Instituto OCA: De acordo com dados do IBGE, ainda é mais expressivo o número de mulheres sem qualquer ocupação em relação aos jovens do sexo masculino. Como o gênero pode ampliar ainda mais esse contexto de vulnerabilidades?

Glória Diógenes: As políticas públicas são muito generalistas, universalistas. Elas homogenizam situações que têm nuances. E é próprio da política pública não atuar dentro de situações específicas e singulares, dentro de contextos de vida, de gênero, de orientação sexual. Mais do que nunca, essa situação das meninas na pesquisa realizada por nós mostra a necessidade de uma política pública que possa se voltar para dinâmicas de vida, situações psicossociais, contextos de gênero, de sexualidade, de situação familiar, de trajetória de vida diferenciada. Isso também é algo que a geração N vai mostrando que é muito necessário, capacitar os educadores sociais, os agentes públicos responsáveis pela atuação e produção de projetos. Porque se gasta muito dinheiro em ações que às vezes são tão generalistas que não batem ou conseguem afetar, sensibilizar ou serem práticas na vida das juventudes. Nós não entendemos profissionalização como algo separado de uma visão de promoção de direitos sociais e políticos, nada está separado. Ela precisa ser voltada para o exercício da cidadania, o direito à cidade, à vida, ao acesso às políticas públicas. E a geração N revela um mapa eloquente que mostra essa diversidade, e qualquer política pública que se volte para ele, para essa pesquisa terá os atalhos, rastros e caminhos para que se possa atingir essas meninas que muitas vezes tiveram que abrir mão de suas próprias vidas.

Instituto OCA: Pesquisas como essa mostram a importância de parcerias de instituições que estudam as juventudes. Há perspectiva de trabalhos futuros envolvendo o LAJUS e o Instituto OCA?

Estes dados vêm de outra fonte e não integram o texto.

PR #2644, opened 2020-03-03
Add new label background shapes: circle and ellipse (fixed)

jan-san:
This is a fixed version of #2640. The PR adds two new options for text-background-shape: ellipse and circle. 

The diameter of the circle shape can be configured via the new option text-background-shape-circle-size to equal the label's width/height or the min/max of these.

The PR also extends the documentation for text-border-opacity, noting that the border is always rectangular (which also applies to text-background-shape = 'round-rectangle').

### DIFF
--- a/documentation/md/style.md
+++ b/documentation/md/style.md
@@ -607,12 +607,13 @@ Background:
 
  * **`text-background-color`** : A colour to apply on the text background.
  * **`text-background-opacity`** : The opacity of the label background; the background is disabled for `0` (default value).
- * **`text-background-shape`** : The shape to use for the label background, can be `rectangle` or `round-rectangle`.
+ * **`text-background-shape`** : The shape to use for the label background, can be `rectangle`, `round-rectangle`, `ellipse` or `circle`.
+ * **`text-background-shape-circle-size`** : Method for determining circle size (only applicable for `text-background-shape = 'circle'`). Can be `height`, `width`, `min` or `max` (default value).
  * **`text-background-padding`** : A padding on the background of the label (e.g `5px`); zero padding is used by default.
 
 Border:
 
- * **`text-border-opacity`** : The width of the border around the label; the border is disabled for `0` (default value).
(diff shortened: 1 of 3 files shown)


maxkfranz:
Would you please post the motivating use cases, along with some figures or screenshots?

jan-san:
Our use case for the circle shape is to use it as a background for a (font) icon we display as edge label as shown in the screenshot below: 
image

The  combination of circle background + icon is commonly used.

Having only rectangle and rounded rectangle background shapes limits the choices for styling graphs. Given that the PR only adds about 30 lines of code to the project and should have next to 0 performance impact, I would say that this is a reasonable trade-off for the additional styling options it provides.

maxkfranz:
OK, I can understand why you may want to label an edge like that.  I wonder if the proposed change could be made simpler and more consistent.  For example, I don't understand the motivation for distinct `circle` shapes versus `ellipse` shapes.

jan-san:
The reason for having a separate `circle` shape was that icon font characters may have a non-square aspect ratio, but still look better in a circle background than in an ellipse background (e.g. a simple exclamation mark).

On the other hand, there can be situations with longer labels where the `circle` shape is impractical because the circle would become too large.

If you are concerned about the complexity of the added code, then removing the circle size modes (and always using the maximum size) might be a good option to simplify without losing much functionality.

maxkfranz:
(1) I strongly believe that there shouldn't be a separate `circle` shape.  It should be general and apply to all shapes.  Similarly, the border should work for all shapes -- not exclusively the rectangle ones.  Is there a way to make this work for all shapes (ellipse, rectangle, roundrectangle)?

(2) We need to carefully consider any property that would affect the bounding box of an edge.  That has implications to the renderer caches and also to the `dimensions.js` functions.  So if you want to make a change like this, the change needs to be reflected to all effected parts of the code.

(3) Could this feature somehow leverage padding?

maxkfranz:
As an aside:  Minimising complexity for consumers of the library is of more priority than minimising complexity of the codebase, though both are good to have.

Glória Diógenes: Eu me sinto muito feliz e todos nós do LAJUS por estarmos nas pesquisas junto com o OCA, nas lutas que o OCA se envolve, eu acho que essa união de forças com a universidade e o Instituto OCA traduz a relevância do tema “cada vida importa”. A nossa ideia de pesquisa, tanto LAJUS como OCA, não é de pesquisa por pesquisa, mas sim de que a pesquisa é uma operacionalização e não um dado apenas. Ela é uma força de vida, ela tem ação, o poder e o compromisso de agir. Nós fazemos pesquisa para intervir no mundo social, para dar força e visibilidade às lutas existentes, às demandas existentes, às vidas das pessoas, ao que as pessoas esperam de suas vidas. E poder orientar políticas públicas, criar elos de comunicação entre políticas públicas e mundos de vida. Essas alianças são extremamente necessárias para que a universidade exerça seu papel de traduzir e colocar em prática uma ciência a favor da vida e comprometida com os direitos. Pesquisar para transformar. E agora estamos nos integrando em outro projeto, o Fortaleza Cromática, que se trata de dar pulsão de vida à criação, à transformação de iniciativas de juventudes da periferia que estão, a partir de suas ações, reinventando a cidade, recriando possibilidades. E mostrar a partir disso o potencial e inventividade dessa juventude das periferias.